* [PROBLEM DESCRIPTION]:
Look through the data below and report how many lines include "unsafe". Only the number should be given.
■ ■ ■ ■
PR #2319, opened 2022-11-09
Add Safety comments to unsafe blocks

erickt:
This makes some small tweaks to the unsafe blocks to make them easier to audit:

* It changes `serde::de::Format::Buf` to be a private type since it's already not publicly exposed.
■ ■ ■ ■
* [EXERCISE RESPONSE]:
2